What is needed →
Return each line of the entries that mentions the word "again".

Stored entries →
______________________________
PR #490, opened 2019-05-24
Attempt to fix main audio underflow bug

petmac:
When a game attempts to output audio, I put it to the port's stream immediately rather than deferring that to the audio callback.

This avoids underflow when the game's thread doesn't wake up fast enough to output more audio.

Additionally, I only put the thread to sleep if the audio isn't going to finish playing in the next audio callback. This means the calling thread generally won't stop if submitting audio in small chunks.

I then increased the SDL chunk size, as it was popping a bit on my Mac.

### DIFF
--- a/src/emulator/audio/include/audio/state.h
+++ b/src/emulator/audio/include/audio/state.h
@@ -21,7 +21,6 @@
 #include <map>
 #include <memory>
 #include <mutex>
-#include <queue>
 #include <vector>
 
 #include <psp2/types.h>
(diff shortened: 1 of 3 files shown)


src/emulator/audio/src/audio.cpp
```diff
@@ -103,7 +92,7 @@ bool init(AudioState &state, ResumeAudioThread resume_thread) {
     desired.freq = 48000;
     desired.format = AUDIO_S16LSB;
     desired.channels = 2;
-    desired.samples = 512;
+    desired.samples = 1024;
```
VelocityRa: This should ideally be configurable right? Unrelated to this PR, just an observation.

I remember I had to do this for decaf (https://github.com/decaf-emu/decaf-emu/pull/397) since games behaved differently on different hardware and there's a trade-off between audio latency/stuttering.

src/emulator/audio/include/audio/state.h
```diff
@@ -31,28 +30,19 @@
...
-    SceUID thread = -1;
-};
-
 struct ReadOnlyAudioOutPortState {
     int len_bytes = 0;
-};
-
-struct AudioCallbackOutPortState {
-    AudioStreamPtr stream;
+    int freq = 0;
```
Rinnegatamante: Is this used anywhere?

Zangetsu38:
look in audio.cpp you have added space empty in 37/48 line ^^
run format fix that
But good works again :)

src/emulator/audio/src/audio.cpp
petmac: This is a good shout. I split that change into a separate commit and added a note to the commit message.

src/emulator/audio/include/audio/state.h
petmac: No, thanks for noticing it! I put it in when generating sine waves for debugging, and forgot to take it out.

petmac:
> look in audio.cpp you have added space empty in 37/48 line ^^
> run format fix that

Thanks, fixed.

Rinnegatamante:
when merging, remember to change commit name by including "audio:" at the start of the commit name.

PR #498, opened 2019-05-29
gui/renderer: Shader debugging utilities

VelocityRa:
image

### DIFF
--- a/src/emulator/gui/src/shader_editor_dialog.cpp
+++ b/src/emulator/gui/src/shader_editor_dialog.cpp
@@ -1,0 +1,144 @@
+// Vita3K emulator project
+// Copyright (C) 2018 Vita3K team
+//
+// This program is free software; you can redistribute it and/or modify
+// it under the terms of the GNU General Public License as published by
+// the Free Software Foundation; either version 2 of the License, or
+// (at your option) any later version.
+//
+// This program is distributed in the hope that it will be useful,
+// but WITHOUT ANY WARRANTY; without even the implied warranty of
+// MERCHANTABILITY or FITNESS FOR A PARTICULAR PURPOSE.  See the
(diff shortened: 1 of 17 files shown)


src/emulator/gui/include/gui/functions.h
```diff
@@ -42,3 +43,17 @@ void draw_game_selector(HostState &host);
 void draw_reinstall_dialog(HostState &host, GenericDialogState *status);
 
 } // namespace gui
+
+// Extensions to ImGUi
+namespace ImGui {
+
+static auto vector_getter = [](void *vec, int idx, const char **out_text) {
```
pent0: What's the point of this being a lambda.

VelocityRa: oh yea it was originally inside a func, forgot to make it a normal func when it was moved out

src/emulator/gui/src/shader_editor_dialog.cpp
```diff
@@ -0,0 +1,165 @@
...
+#include <stdexcept>
+
+#define EXTERNAL_DISASM_ENABLE 0
+#define EXTERNAL_DISASM_PATH ""
+#define EXTERNAL_DISASM_ARGS ""
+
+namespace util {
+
+template <size_t MaxOutSize>
+std::string exec(std::string cmd) {
```
pent0:
```suggestion
std::string exec(const std::string &cmd) {
```

I want to put this in utils. Don't want cross-platform code hanging around in gui.

pent0: You can still put this here, im just making suggestion

VelocityRa: yea fair enough was just being lazy tbh

PR #645, opened 2020-01-22
renderer/gl: check status instead of info length

1whatleytay:
I was debugging on bootcamp again and noticed it was printing an empty error message for every shader it recompiled. This pr should fix this again.

### DIFF
--- a/vita3k/renderer/src/gl/compile_program.cpp
+++ b/vita3k/renderer/src/gl/compile_program.cpp
@@ -26,11 +26,9 @@ static SharedGLObject compile_glsl(GLenum type, const std::string &source) {
     glCompileShader(shader->get());
 
     GLint log_length = 0;
-    GLint status = 0;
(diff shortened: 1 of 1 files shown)


1whatleytay:
Ahh. Well specifically the issue is that intel driver returns `1` as info log length (one null character). So maybe `> 1`?

1whatleytay:
BAM, done.

VelocityRa:
lol

@1whatleytay please add a comment explaining Intel's stupidity
Or check 1 only on intel drivers. Do we have [driver caps](https://github.com/RPCS3/rpcs3/blob/c1180d76dd31510bb7f5d269b652de10d2261fda/rpcs3/Emu/RSX/GL/GLHelpers.h#L119-L122)? I don't remember. If we don't, whatever leave it as-is whatever.

1whatleytay:
How about this? :)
______________________________
Answer to the exercise →
But good works again :)
I was debugging on bootcamp again and noticed it was printing an empty error message for every shader it recompiled. This pr should fix this again.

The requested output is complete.